§ **Task goal**:
Once you have read the records below, restate them word for word.

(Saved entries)
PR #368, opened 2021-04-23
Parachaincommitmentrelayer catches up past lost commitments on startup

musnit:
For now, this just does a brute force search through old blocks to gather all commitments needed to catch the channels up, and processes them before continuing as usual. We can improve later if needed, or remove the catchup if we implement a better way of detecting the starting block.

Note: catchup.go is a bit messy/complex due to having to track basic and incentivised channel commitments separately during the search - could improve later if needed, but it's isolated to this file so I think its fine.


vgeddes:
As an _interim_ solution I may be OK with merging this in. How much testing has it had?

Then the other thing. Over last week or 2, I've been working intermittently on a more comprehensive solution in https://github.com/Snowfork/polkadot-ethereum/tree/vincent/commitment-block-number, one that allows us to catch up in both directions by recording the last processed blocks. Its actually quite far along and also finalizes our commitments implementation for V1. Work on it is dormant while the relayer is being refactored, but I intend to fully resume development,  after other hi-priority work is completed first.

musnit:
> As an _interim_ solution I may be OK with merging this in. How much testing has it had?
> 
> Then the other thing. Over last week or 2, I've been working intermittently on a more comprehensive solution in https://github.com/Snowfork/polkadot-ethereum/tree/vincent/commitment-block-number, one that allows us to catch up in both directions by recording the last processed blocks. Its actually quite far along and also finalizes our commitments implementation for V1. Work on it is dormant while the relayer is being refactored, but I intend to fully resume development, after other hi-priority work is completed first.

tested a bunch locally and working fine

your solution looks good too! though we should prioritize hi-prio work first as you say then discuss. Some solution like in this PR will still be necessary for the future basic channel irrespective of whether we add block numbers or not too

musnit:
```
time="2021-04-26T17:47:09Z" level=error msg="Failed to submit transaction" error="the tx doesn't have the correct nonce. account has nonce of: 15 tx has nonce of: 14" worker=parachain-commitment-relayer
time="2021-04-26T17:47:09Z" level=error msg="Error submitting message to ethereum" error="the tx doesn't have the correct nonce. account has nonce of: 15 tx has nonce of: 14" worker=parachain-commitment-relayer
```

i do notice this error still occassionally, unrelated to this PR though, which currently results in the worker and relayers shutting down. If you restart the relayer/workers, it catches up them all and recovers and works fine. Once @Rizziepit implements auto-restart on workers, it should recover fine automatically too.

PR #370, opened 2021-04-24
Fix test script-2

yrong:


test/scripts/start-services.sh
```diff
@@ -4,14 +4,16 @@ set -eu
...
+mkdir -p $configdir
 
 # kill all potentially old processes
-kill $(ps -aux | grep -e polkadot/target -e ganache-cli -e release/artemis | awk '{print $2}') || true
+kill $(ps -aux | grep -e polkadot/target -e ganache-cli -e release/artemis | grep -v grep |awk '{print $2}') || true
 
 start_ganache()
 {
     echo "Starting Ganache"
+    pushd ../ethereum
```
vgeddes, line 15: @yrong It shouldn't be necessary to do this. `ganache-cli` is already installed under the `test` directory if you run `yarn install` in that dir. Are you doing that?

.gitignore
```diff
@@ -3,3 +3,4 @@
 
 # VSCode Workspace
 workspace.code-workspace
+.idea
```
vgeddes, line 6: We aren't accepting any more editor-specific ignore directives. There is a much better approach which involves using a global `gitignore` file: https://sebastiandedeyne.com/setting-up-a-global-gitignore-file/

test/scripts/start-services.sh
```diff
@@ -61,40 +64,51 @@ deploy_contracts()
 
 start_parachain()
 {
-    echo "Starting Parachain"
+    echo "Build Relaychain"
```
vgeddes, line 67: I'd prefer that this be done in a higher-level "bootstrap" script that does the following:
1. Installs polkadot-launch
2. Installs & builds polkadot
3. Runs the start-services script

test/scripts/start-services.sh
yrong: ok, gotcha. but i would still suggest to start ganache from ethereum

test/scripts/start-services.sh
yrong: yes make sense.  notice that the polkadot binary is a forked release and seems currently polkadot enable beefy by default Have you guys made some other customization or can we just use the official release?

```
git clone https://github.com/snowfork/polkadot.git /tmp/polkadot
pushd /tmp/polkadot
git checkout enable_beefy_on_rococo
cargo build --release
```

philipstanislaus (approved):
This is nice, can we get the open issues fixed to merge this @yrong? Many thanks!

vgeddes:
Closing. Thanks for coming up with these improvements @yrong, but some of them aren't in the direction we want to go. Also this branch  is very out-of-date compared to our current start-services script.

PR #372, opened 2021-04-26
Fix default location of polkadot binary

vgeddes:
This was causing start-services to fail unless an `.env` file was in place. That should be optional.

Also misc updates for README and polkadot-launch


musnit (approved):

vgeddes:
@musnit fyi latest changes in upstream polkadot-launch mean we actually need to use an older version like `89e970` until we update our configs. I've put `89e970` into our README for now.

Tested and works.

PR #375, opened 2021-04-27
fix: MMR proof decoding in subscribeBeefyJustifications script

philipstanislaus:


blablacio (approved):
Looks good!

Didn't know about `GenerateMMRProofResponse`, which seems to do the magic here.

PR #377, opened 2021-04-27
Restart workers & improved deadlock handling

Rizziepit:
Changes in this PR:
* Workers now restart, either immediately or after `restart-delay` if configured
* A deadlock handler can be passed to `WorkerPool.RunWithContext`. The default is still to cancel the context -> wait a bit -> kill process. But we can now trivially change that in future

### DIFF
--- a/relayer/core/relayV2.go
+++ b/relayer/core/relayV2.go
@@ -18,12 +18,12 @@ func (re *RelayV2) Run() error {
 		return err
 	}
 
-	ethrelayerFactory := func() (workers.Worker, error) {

§ **Response box**:
PR #368, opened 2021-04-23
Parachaincommitmentrelayer catches up past lost commitments on startup

musnit:
For now, this just does a brute force search through old blocks to gather all commitments needed to catch the channels up, and processes them before continuing as usual. We can improve later if needed, or remove the catchup if we implement a better way of detecting the starting block.

Note: catchup.go is a bit messy/complex due to having to track basic and incentivised channel commitments separately during the search - could improve later if needed, but it's isolated to this file so I think its fine.


vgeddes:
As an _interim_ solution I may be OK with merging this in. How much testing has it had?

Then the other thing. Over last week or 2, I've been working intermittently on a more comprehensive solution in https://github.com/Snowfork/polkadot-ethereum/tree/vincent/commitment-block-number, one that allows us to catch up in both directions by recording the last processed blocks. Its actually quite far along and also finalizes our commitments implementation for V1. Work on it is dormant while the relayer is being refactored, but I intend to fully resume development,  after other hi-priority work is completed first.

musnit:
> As an _interim_ solution I may be OK with merging this in. How much testing has it had?
> 
> Then the other thing. Over last week or 2, I've been working intermittently on a more comprehensive solution in https://github.com/Snowfork/polkadot-ethereum/tree/vincent/commitment-block-number, one that allows us to catch up in both directions by recording the last processed blocks. Its actually quite far along and also finalizes our commitments implementation for V1. Work on it is dormant while the relayer is being refactored, but I intend to fully resume development, after other hi-priority work is completed first.

tested a bunch locally and working fine

your solution looks good too! though we should prioritize hi-prio work first as you say then discuss. Some solution like in this PR will still be necessary for the future basic channel irrespective of whether we add block numbers or not too

musnit:
```
time="2021-04-26T17:47:09Z" level=error msg="Failed to submit transaction" error="the tx doesn't have the correct nonce. account has nonce of: 15 tx has nonce of: 14" worker=parachain-commitment-relayer
time="2021-04-26T17:47:09Z" level=error msg="Error submitting message to ethereum" error="the tx doesn't have the correct nonce. account has nonce of: 15 tx has nonce of: 14" worker=parachain-commitment-relayer
```

i do notice this error still occassionally, unrelated to this PR though, which currently results in the worker and relayers shutting down. If you restart the relayer/workers, it catches up them all and recovers and works fine. Once @Rizziepit implements auto-restart on workers, it should recover fine automatically too.

PR #370, opened 2021-04-24
Fix test script-2

yrong:


test/scripts/start-services.sh
```diff
@@ -4,14 +4,16 @@ set -eu
...
+mkdir -p $configdir
 
 # kill all potentially old processes
-kill $(ps -aux | grep -e polkadot/target -e ganache-cli -e release/artemis | awk '{print $2}') || true
+kill $(ps -aux | grep -e polkadot/target -e ganache-cli -e release/artemis | grep -v grep |awk '{print $2}') || true
 
 start_ganache()
 {
     echo "Starting Ganache"
+    pushd ../ethereum
```
vgeddes, line 15: @yrong It shouldn't be necessary to do this. `ganache-cli` is already installed under the `test` directory if you run `yarn install` in that dir. Are you doing that?

.gitignore
```diff
@@ -3,3 +3,4 @@
 
 # VSCode Workspace
 workspace.code-workspace
+.idea
```
vgeddes, line 6: We aren't accepting any more editor-specific ignore directives. There is a much better approach which involves using a global `gitignore` file: https://sebastiandedeyne.com/setting-up-a-global-gitignore-file/

test/scripts/start-services.sh
```diff
@@ -61,40 +64,51 @@ deploy_contracts()
 
 start_parachain()
 {
-    echo "Starting Parachain"
+    echo "Build Relaychain"
```
vgeddes, line 67: I'd prefer that this be done in a higher-level "bootstrap" script that does the following:
1. Installs polkadot-launch
2. Installs & builds polkadot
3. Runs the start-services script

test/scripts/start-services.sh
yrong: ok, gotcha. but i would still suggest to start ganache from ethereum

test/scripts/start-services.sh
yrong: yes make sense.  notice that the polkadot binary is a forked release and seems currently polkadot enable beefy by default Have you guys made some other customization or can we just use the official release?

```
git clone https://github.com/snowfork/polkadot.git /tmp/polkadot
pushd /tmp/polkadot
git checkout enable_beefy_on_rococo
cargo build --release
```

philipstanislaus (approved):
This is nice, can we get the open issues fixed to merge this @yrong? Many thanks!

vgeddes:
Closing. Thanks for coming up with these improvements @yrong, but some of them aren't in the direction we want to go. Also this branch  is very out-of-date compared to our current start-services script.

PR #372, opened 2021-04-26
Fix default location of polkadot binary

vgeddes:
This was causing start-services to fail unless an `.env` file was in place. That should be optional.

Also misc updates for README and polkadot-launch


musnit (approved):

vgeddes:
@musnit fyi latest changes in upstream polkadot-launch mean we actually need to use an older version like `89e970` until we update our configs. I've put `89e970` into our README for now.

Tested and works.

PR #375, opened 2021-04-27
fix: MMR proof decoding in subscribeBeefyJustifications script

philipstanislaus:


blablacio (approved):
Looks good!

Didn't know about `GenerateMMRProofResponse`, which seems to do the magic here.

PR #377, opened 2021-04-27
Restart workers & improved deadlock handling

Rizziepit:
Changes in this PR:
* Workers now restart, either immediately or after `restart-delay` if configured
* A deadlock handler can be passed to `WorkerPool.RunWithContext`. The default is still to cancel the context -> wait a bit -> kill process. But we can now trivially change that in future

### DIFF
--- a/relayer/core/relayV2.go
+++ b/relayer/core/relayV2.go
@@ -18,12 +18,12 @@ func (re *RelayV2) Run() error {
 		return err
 	}
 
-	ethrelayerFactory := func() (workers.Worker, error) {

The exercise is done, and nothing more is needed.